But what if we could overcome problems with RGB cameras while maintaining affordable prices below the LiDAR level? The answer is RGBD camera, where the D stands for depth. It is a type of sensor that can utilize multiple techniques to estimate the depth, like mentioned stereo vision and structured light or could work in a way LiDARs work - using the time of flight of the emitted light beam. All that is affordable, increasing the accessibility of robotics sensors for all robotics enthusiasts, not only professionals. The following post will explain depth cameras, what technology they use to estimate the depth and how we can use them in robotics, namely speaking in Visual Simultaneous Localization and Mapping (VSLAM) (see our post about SLAM). Additionally, we demonstrate such a SLAM algorithm based on RGBD data in a real-world example in our office in Poznań.
A depth map represents the distance between a scene and the camera that captured it in the form of an image, where each pixel has an associated value of how far it lies in the 3D space. Depth maps are typically used in robotics and computer vision for autonomous navigation and related tasks, like object detection or segmentation. As mentioned, we can create them using specialized hardware such as depth sensors or estimates from multiple images. Often, depth images are represented as a single channel grayscale image, where every pixel represents the object's distance to a camera, and the most popular format is a 16-bit unsigned integer. However, it is also possible to visualize a depth map using color maps where different colors represent different distances from the camera, e.g., close objects are bluer, while the background goes towards red. Using color to represent depth can make it easier to interpret the depth map, especially when working with complex 3D scenes. When dealing with depth images, it's essential to recognize a proper numerical format in which pixels are encoded because it affects our perception of distance - we have to know which pixel values represent what distance. The picture below presents an example of the depth map represented as a grayscale image with distances encoded in a colormap.
Stereovision
Probably the most natural method that allows for depth perception is the one utilizing two "eyes" sharing a field of view - stereovision. It derives from how the human brain estimates the distance to objects based on views from our eyes. In robotics, a stereovision system consists of two cameras spaced with a known distance between them called a baseline. We can calculate a disparity between the same features localized in both images in such a setup. A technique for depth estimation using multiple cameras is triangulation.
Moreover, stereovision can also use an active approach, with an Infrared (IR) projector, to enhance a system with more visible texture features, which helps with texture-less surfaces like walls. Since the pattern is projected in the infrared spectrum, it's not visible to the human eye. It's worth mentioning that this method indirectly measures the distance and can be used with multiple cameras since the measurement does not affect others. Generally, a stereovision might be a good choice when working in an outdoor environment with rich natural or artificial texture. Its performance depends on the characteristics of the optics and baseline distance.
Examples of devices: Intel RealSense D400 family, Nerian SceneScan Pro
Structured light
Another way to obtain a depth estimate is a method known as structured light.

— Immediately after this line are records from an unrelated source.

PR #2040, opened 2026-09-14
feat(evaluator): execute stored Harbor tasks and tasksets

ngoncharenko:
## Summary

Run stored Harbor tasks through agent evaluation using task references or a taskset reference, with definitions and scoring resolved into a self-contained snapshot before job creation. Workers consume that snapshot, verify and materialize the native archives for execution, or rescore saved trials without archive access or task/taskset reads.

Related issue: [AALGO-481](https://linear.app/nvidia/issue/AALGO-481). Related notebook PR: [#2136](https://github.com/NVIDIA-NeMo/nemo-platform/pull/2136).

### Before / After UX

- **Before:** stored definitions did not provide an end-to-end path from a local Harbor package to execution through the agent-evaluation job. Callers needed a local native dataset.
- **After:** `publish_harbor_tasks()` publishes verified archives from a single task or dataset and optionally registers immutable task/taskset references. Submit those references through the existing `tasks` input; submission expands and validates them before creating a job.
- Stored Harbor definitions can declare custom metrics and views alongside mandatory Harbor reward scoring. Saved-trial rescoring preserves primary reward metadata and secondary rewards without running the agent or verifier again.

### Submission snapshot and task kinds

- Public selectors remain inline evaluator tasks, a homogeneous list of `TaskRef`, or a `TasksetRef`; both list variants advertise nonempty membership in OpenAPI.
- Canonical jobs contain an ordered, nonempty `list[ResolvedTask]`. Each envelope carries its runtime ID, resolved definition, metadata, and optional stored-entity provenance. Harbor requires provenance and an ID matching `native_task_id`.
- Resolve member revisions with bounded, ordered concurrency; resolve metrics/models in each stored task's workspace. Snapshot the original revision digest as provenance rather than recomputing it from expanded metrics.
- Validate collection identities, execution support, scoring, and views at submission. Workers revalidate canonical data and execution/scoring support before preparing runtime tasks.

```mermaid
flowchart TB
    Input["AgentEvalInputSpec<br/>inline tasks, TaskRef list, or TasksetRef"]
    Input --> Spec["AgentEvalSpec<br/>ordered ResolvedTask list"]
    Spec --> Task["ResolvedTask<br/>id, provenance, spec, metadata"]
    Task --> Definition{"spec.kind"}
    Definition --> Evaluator["ResolvedEvaluatorTaskDefinition<br/>inputs, reference, inline metrics, views"]
    Definition --> Harbor["ResolvedHarborTaskDefinition<br/>archive identity, instruction, config<br/>inline metrics and views"]
```

More detailed version:

```mermaid
classDiagram
    direction TB

    class AgentEvalInputSpec {
        <<submission contract>>
        target : Target?
        trials : AgentEvalTrial[]?
        tasks : TasksetRef | TaskRef[] | AgentEvalTaskInput[]
    }

    class AgentEvalSpec {
        <<canonical job snapshot>>
        target : Target?
        tasks : ResolvedTask[]  «min 1»
        invariant : all tasks have one kind
    }

    class ResolvedTask {
        id : str  «evaluation identity»
        provenance : TaskProvenance?  «required when spec.kind = harbor»
        invariant : harbor ⇒ id == spec.native_task_id
        spec : ResolvedTaskDefinition
        metadata : MetadataItem[]
    }
    class TaskProvenance {
        entity_name : "ws/name"  «qualified, no fragment»
        revision_digest : 64-hex digest
    }
    class StoredHarborTask {
        <<verified published member>>
        definition : HarborTaskDefinition
    }
    class ResolvedTaskDefinition {
        <<discriminated union>>
    }
    class ResolvedEvaluatorTaskDefinition {
        kind = "evaluator"
        intent, inputs, reference, views
        metrics : MetricInline[]
    }
    class ResolvedHarborTaskDefinition {
        kind = "harbor"
        native_task_id, source, harbor_hash, instruction, config, views
        metrics : MetricInline[]
    }
    class Task {
        <<stored entity>>
        name ; spec : TaskDefinition ; metadata
    }

    AgentEvalInputSpec ..> AgentEvalSpec : resolves at submission
    AgentEvalSpec "1" *-- "1..*" ResolvedTask : tasks
    ResolvedTask "0..1" --> TaskProvenance : provenance
    ResolvedTask *-- ResolvedTaskDefinition : spec
    TaskProvenance <|-- StoredHarborTask
    ResolvedTaskDefinition <|-- ResolvedEvaluatorTaskDefinition
    ResolvedTaskDefinition <|-- ResolvedHarborTaskDefinition
    Task ..> ResolvedTask : snapshotted at submission

```

### The kind TaskKindAdapter
Without this seam, `kind` is matched in five places: the would-be id in `load_tasks`,
the `match` in `snapshot_task`, the per-kind branch in `validate_scoring`, the Harbor rule
in `validate_execution_support`, and the worker's group-by-kind. Every new kind grows all five.
Deleting any one site makes the kind knowledge reappear in its callers, so none of them is a
pass-through; they are five copies of one seam. Two adapters exist today and "gym", "verifier", etc. might be added,
so the seam is real. It is internal to the plugin, not a plugin entry point.

The registry selects an adapter by task-definition kind. Submission and worker code use
its five methods through the same interface.

```mermaid
classDiagram
    direction TB
    class Registry {
        get_adapter(kind)
    }
    class TaskKindAdapter {
        <<Protocol>>
        runtime_id()
        resolve()
        accepts_target()
        validate_scoring()
        prepare()
    }
    class EvaluatorTaskAdapter
    class HarborTaskAdapter
    Registry --> TaskKindAdapter : selects by kind
    TaskKindAdapter <|.. EvaluatorTaskAdapter
    TaskKindAdapter <|.. HarborTaskAdapter
```

### Submit and run flow

```mermaid
flowchart TB
    A["Load selectors and selected revisions"] --> B["Snapshot definitions, resolved metrics, and provenance"]
    B --> C["Validate collection and target support"]
    C --> D["Prepare Gym submission when applicable"]
    D --> E["Validate scoring; construct canonical AgentEvalSpec"]
    E --> F["Persist job snapshot"]
    F --> G["Worker: validate canonical spec, target support, and scoring"]
    G --> H["Prepare tasks through kind adapters"]
    H --> I{"Stored Harbor mode"}
    I -->|Online| J["Authenticated archive download<br/>hash, extraction, native identity and loader checks"]
    I -->|Saved trials| K["Build scoring tasks from snapshot and trial rewards<br/>no archive access or task/taskset lookup"]
    H -->|Evaluator tasks| L["Reconstruct SDK tasks"]
    J --> M["Run evaluator and publish task/trial/score artifacts"]
    K --> M
    L --> M
```

### Archive publication and integrity

- Store one native task package per `tar-gzip-v1` archive, referenced by qualified Fileset object path and SHA-256 of the compressed bytes. Preserve permission bits, dotfiles, ignored files, and empty directories; reject symlinks and special files.
- Verify archive bytes on publication readback, registration, and worker download. Bound capture/extraction and metadata reads; reject unsafe paths and native identity mismatches, then publish assembled datasets atomically.
- Keep entity revision digests, archive byte hashes, and Harbor fingerprints distinct. Harbor fingerprints are provenance, not an integrity gate.
- Support upload-only mode, explicit replacement, destination/member-name overrides, and receipts retaining completed progress after failure. Validate bare registration names before remote writes.
- Reject explicitly blank instructions after SPDX-comment stripping without rewriting archive bytes. Document canonical archive-reference restrictions in the schema.
- Preserve the separate taskset-source adapter's pinned-reference resolution behavior. Stored Harbor tasksets reject shared `files_ref`; package required runtime files with each task.
- Share digest-verified registration through `publish_pinned`; allow publishing tasks without creating a taskset. Reapply requested tags to matching content, and reconcile ambiguous transport failures only with a newly published matching revision. Validate Gym-compatible rows before submission.
- Keep the coverage-comment workflow reliable under `pipefail` by letting `grep` stop after the first coverage attribute instead of piping it into `head`.
- Update evaluator OpenAPI, SDK configuration, docs, and regression coverage. Studio reads task counts directly from the canonical list; remove obsolete pinned-source branches that caused TypeScript errors.

### Compatibility and review entry points

This is a clean canonical-job cutover: drain or resubmit jobs persisted with the previous task shape; no legacy reader or migration is provided. Archive availability and metric evidence remain runtime dependencies. Saved Harbor trials need explicit, consistent primary-reward metadata.

Start with [agent_spec.py](https://github.com/NVIDIA-NeMo/nemo-platform/blob/07d5c4129431b0a4e321a1c5c448fc84cfbf81fd/plugins/nemo-evaluator/src/nemo_evaluator/jobs/agent_spec.py), [task_refs.py](https://github.com/NVIDIA-NeMo/nemo-platform/blob/07d5c4129431b0a4e321a1c5c448fc84cfbf81fd/plugins/nemo-evaluator/src/nemo_evaluator/task_refs.py), and [jobs/kinds](https://github.com/NVIDIA-NeMo/nemo-platform/tree/07d5c4129431b0a4e321a1c5c448fc84cfbf81fd/plugins/nemo-evaluator/src/nemo_evaluator/jobs/kinds). Then review [preparation.py](https://github.com/NVIDIA-NeMo/nemo-platform/blob/07d5c4129431b0a4e321a1c5c448fc84cfbf81fd/plugins/nemo-evaluator/src/nemo_evaluator/harbor/preparation.py), [materialization.py](https://github.com/NVIDIA-NeMo/nemo-platform/blob/07d5c4129431b0a4e321a1c5c448fc84cfbf81fd/plugins/nemo-evaluator/src/nemo_evaluator/harbor/materialization.py), and [SDK upload helpers](https://github.com/NVIDIA-NeMo/nemo-platform/blob/07d5c4129431b0a4e321a1c5c448fc84cfbf81fd/plugins/nemo-evaluator/src/nemo_evaluator/sdk/harbor.py).

## Type of Change

- [ ] Documentation only

## Quality Gates

## Verification

Targeted validation:

**Published head `07d5c4129`, checked September 21:** fixed the only failed GitHub job from the previous run (`Post coverage comment`). Its log showed `grep: write error: Broken pipe` because `grep ... | head -1` ran under `bash -o pipefail`; commit `d20202603` replaces those pipelines with `grep -m 1`. Commit `10013dbf5` addresses the four fresh CodeRabbit findings: the persisted resolved-task shape, per-case validation messages, applying tags to identical content, and revision-safe transport reconciliation. The branch was then synchronized with `origin/main` in signed merge `2d51ac080`; commit `07d5c4129` documents the shared-CI `pipefail` failure beside the guard. The new GitHub run is pending.

Fresh local validation on this head:

- `.venv/bin/pytest plugins/nemo-evaluator/tests/test_harbor_publication.py plugins/nemo-evaluator/tests/jobs/kinds/test_evaluator_kind.py -q`: **52 passed**.
- `.venv/bin/ruff format ...` and `.venv/bin/ruff check ...` on all five changed Python files: **passed**.
- `.venv/bin/ty check plugins/nemo-evaluator/src/nemo_evaluator/sdk/task_resources.py`: **passed**.
- `flox activate --dir tools/actionlint -- actionlint .github/workflows/ci.yaml`: **passed**.
- The affected integration case collected successfully; its `offline-refs` variant was **skipped locally** because the subprocess-platform fixture is unavailable in this environment. The previous GitHub integration suite passed.
- `flox activate -- .venv/bin/pre-commit run -a`: **all hooks passed** using the repository-pinned uv and helm-docs toolchain.
- `git diff --check`: **passed**. DCO audit: **all seven PR commits passed** with author-matching sign-offs.

Earlier implementation evidence retained from prior heads:

- Non-integration evaluator suite: **1,347 passed, 42 deselected**.
- Focused contract/publication run: **51 passed**; SDK discovery/loader subset: **4 passed**.
- `make refresh-openapi`, web SDK generation/typecheck, changed-file Ruff and `ty`, and `make docs-check TOOLCHAIN=system` passed. External Python SDK generation remained blocked at Stainless by an organization-migrated unauthorized response.

## Summary by CodeRabbit

* **New Features**
  * Added unified Harbor task publishing, registration, tasksets, archive verification, and secure materialization.
  * Added support for direct task references, pinned tasksets, resolved task snapshots, custom metrics, views, and offline Harbor rescoring.
  * Added task-kind handling for evaluator and Harbor workflows.
  * Added validation for Gym task inputs and Harbor task identities, archives, paths, and content hashes.

* **Documentation**
  * Updated Harbor upload, registration, custom-scoring, taskset, and built-in agent guidance.

* **Bug Fixes**
  * Improved revision consistency, error reporting, cleanup, and task counting across evaluation workflows.


packages/nemo_evaluator_sdk/src/nemo_evaluator_sdk/agent_eval/taskset_sources.py
```diff
@@ -0,0 +1,46 @@
...
+
+    @field_validator("materialized_root")
+    @classmethod
+    def _validate_materialized_root(cls, value: Path) -> Path:
+        if not value.is_absolute():
+            raise ValueError("materialized_root must be an absolute path")
+        return value
+
+
+class TasksetSourceAdapter(Protocol):
```
SandyChapman, line 43: Do these need to live in the SDK? Does anything use this protocol there?

plugins/nemo-evaluator/pyproject.toml
```diff
@@ -8,13 +8,17 @@ readme = "README.md"
...
+    "filesets",
     "nemo-evaluator-sdk",
     "nemo-platform-plugin",
     "pydantic>=2.12.0",
     "typer>=0.20.0",
 ]
 version = "0.0.0"
 
+[project.entry-points."nemo.experimentalist.taskset_sources"]
+evaluator = "nemo_evaluator.harbor.taskset_source:factory"
```
SandyChapman: I don't understand this linkage. Is `experimentalist` defining their own data model for tasksets that we're opting into here?

plugins/nemo-evaluator/openapi/openapi.yaml
```diff
@@ -5160,6 +5198,38 @@ components:
...
+          const: harbor-taskset
+          title: Kind
+          default: harbor-taskset
+        taskset_ref:
+          $ref: '#/components/schemas/TasksetRef'
+      additionalProperties: false
+      type: object
+      required:
+      - taskset_ref
+      title: PinnedHarborTaskset
```
SandyChapman, line 5250: Do we need these new types? Can we just use the existing `Taskset` schema and put a metadata item of `kind: harbor`?

plugins/nemo-evaluator/src/nemo_evaluator/sdk/harbor.py
```diff
@@ -0,0 +1,245 @@
...
+            if revision.revision == published.revision:
+                if revision.content_hash != intended:
+                    raise ValueError("Published revision content mismatch")
+                return f"{workspace}/{name}#{revision.content_hash}"
+        if history.pagination is None or page >= history.pagination.total_pages:
+            raise ValueError("Published revision missing from history")
+        page += 1
+
+
+def upload_harbor_task(
```
SandyChapman, line 157: We have in `sdk/task_resources.py` an `EvaluatorTasksResource.create` function. Is there a way we can just reuse that API and do a type check on the task type? This seems like a parallel implementation not attached to a resource type.

The process would be:
```python
tasks = discover_harbor_tasks(Path("./somepath"))
task_refs = []
for task in tasks
  result = client.evaluator.tasks.create(task)
  task_refs.append(result.ref) # or whatever
taskset = client.evaluator.taskset.create(tasks=task_refs, ... other params)
```

plugins/nemo-evaluator/src/nemo_evaluator/jobs/agent_evaluate.py
```diff
@@ -303,12 +304,16 @@ async def to_spec(
...
-        # A `tasks` taskset reference is loaded and expanded into inline task DTOs first, so the
-        # metric-ref resolution below is identical whether the tasks were submitted inline or via a
-        # stored taskset.
+        # Evaluator references expand before metric resolution. Stored Harbor sources stay
+        # pinned in the canonical job and resolve into native tasks during worker preparation.
         task_inputs = await resolve_agent_eval_tasks(
-            submit_spec.tasks, workspace=workspace, entity_client=entity_client
+            submit_spec.tasks, workspace=workspace, entity_client=entity_client, target=submit_spec.target
         )
+        if not isinstance(task_inputs, list):
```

It uses a predefined (usually) infrared pattern emitted by a projector that is then perceived by a camera. The depth is calculated based on differences between a deformed pattern on surfaces and a reference pattern. This method is dedicated to indoor applications due to vulnerability to sun IR light and also suffering from interference with, e.g., other structured light cameras. SL solutions are active sensors requiring more power than stereovision systems.
Examples of devices: Kinect v1, Primesense Carmine
Time of Flight
The last method analyzed in the blog is a time of flight depth measurement. Distance between a camera and an object directly relates to the time between emitting a beam and its comeback because the speed of light is constant. The depth is calculated separately for every pixel of a sensor matrix. Similar to structured light, this approach is prone to noise from strong sunlight when operating outdoors and other devices emitting IR light. On the other side, they perform well in low light conditions and usually have better accuracy and working distance.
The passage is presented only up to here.